ASSIGNMENT
Below are the entries; state how many of their lines contain the string "right", and nothing more.

SUPPLIED DATA
PR #6202, opened 2017-04-27
Fix selections on plots with multiple glyph renderers

### LINKED ISSUE #2136: Selections only work on the last of two series in one plot

### LINKED ISSUE #5044: Shift selection in linked brushing plots
I expected to have shift selection in between two linked plots to select the union in the shared common column data source. For instance in the linked brushing example in the docs  http://bokeh.pydata.org/en/latest/docs/user_guide/interaction/linking.html#userguide-interaction-linking
I assume that selecting points in the left plot, holding shift, and the select some points in the right plot should lead to the union selection in the source. It looks like the individual plots does union within itself ?

clairetang6:
This PR fixes the issue where a selection made on a plot containing multiple renderers that share the same data source only works with the last renderer added to the plot. The problem is that the selection manager writes over its data sources `.selected` property on every select call, but the select tool can make multiple select calls per selection event because the tools loop through the renderers and call select for each renderer. 

This PR fixes the issue by changing the `renderer_view` parameter for the select method on the selection manager to `renderer_views` so that multiple renderers (which are associated with that data source/selection manager) can be passed in together for one selection event. So then, each select tool groups its renderers by the data sources that they share and calls select for each group of renderers. 

Also, I removed the selection manager's `selectors` dict (which mapped renderers to selectors) in favor of a single `selector` because:

1. the `selected` rows of a column data source should be shared across all glyph renderers that use it.
2. each cds is associated with a selection manager in a one-to-one way.

This PR additionally fixes #5044, so that you can now shift-select to append to the selection across different plots when they have renderers that share the same data source.

- [x] issues: fixes #2136, #5044
- [x] tests added / passed

selection

```python

output_file("selection_multiple_renderers.html")

x = list(range(-20, 21))
y0 = [abs(xx) for xx in x]
y1 = [xx**2 for xx in x]
y2 = range(len(x))

source = ColumnDataSource(data=dict(x=x, y0=y0, y1=y1, y2=y2))

TOOLS = "box_select,lasso_select,help"

left = figure(tools=TOOLS, plot_width=300, plot_height=300, title=None)
left.circle('x', 'y0', source=source)
left.circle('x', 'y2', source=source, color='red')

right = figure(tools=TOOLS, plot_width=300, plot_height=300, title=None)
right.circle('x', 'y1', source=source)

p = gridplot([[left, right]])

show(p)
```


bokehjs/src/coffee/core/hittest.coffee
```diff
@@ -19,6 +19,19 @@ export point_in_poly = (x, y, px, py) ->
 
 nullreturner = () -> null  # stub function shared by all hittests by default
 
+merge = (obj1, obj2) ->
```
mattpap: @clairetang6, can you move this to `core/util/object.ts` and add tests?

mattpap: The signature should be `function merge(obj1: object, obj2: object): object`.

clairetang6: Ok, will do.

bryevdv:
@clairetang6 FYI a merge/rebase on master will fix up the current test failures

bokehjs/src/coffee/core/util/object.ts
```diff
@@ -27,6 +29,21 @@ export function clone<T>(obj: T): T {
   return extend({}, obj)
 }
 
+export function merge<T>(obj1: {[key: string] : Array<T>}, obj2: {[key: string]: Array<T>}): object {
```
clairetang6: @mattpap I tried the type signature with obj1 and obj2 being objects, but there was some sort of warning. This seems to have fixed it, but I'm not certain it's the right thing to do. Also, I don't know if there is common notion of what "merge" should mean for objects. I guess this function has to take objects with arrays as values and unions those array values for two objects.

bryevdv: > Also, I don't know if there is common notion of what "merge" should mean for objects.

I was actually going to suggest it *not* go in `util/objects` for this reason (tho I think tests for it are good)

bokehjs/src/coffee/core/util/object.ts
```diff
@@ -27,6 +29,21 @@ export function clone<T>(obj: T): T {
...
+  let result: {[key: string]: Array<T>} = Object.create(null);
+
+  let keys = concat([Object.keys(obj1), Object.keys(obj2)])
+
+  for (let i = 0; i < keys.length; i++) {
+    let key = keys[i]
```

ANSWER TO THE PROBLEM
5